- _Data for the task_
************
PR #1428, opened 2015-01-06
Fixed WebPi feed

shrimpy:
Fixed WebPi feed dependencies; 
Update gitignore file to ignore WebPi log.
************
- _What this task involves_
Exactly as written, set down all of the material.

- _Exercise solution_
PR #1428, opened 2015-01-06
Fixed WebPi feed

shrimpy:
Fixed WebPi feed dependencies; 
Update gitignore file to ignore WebPi log.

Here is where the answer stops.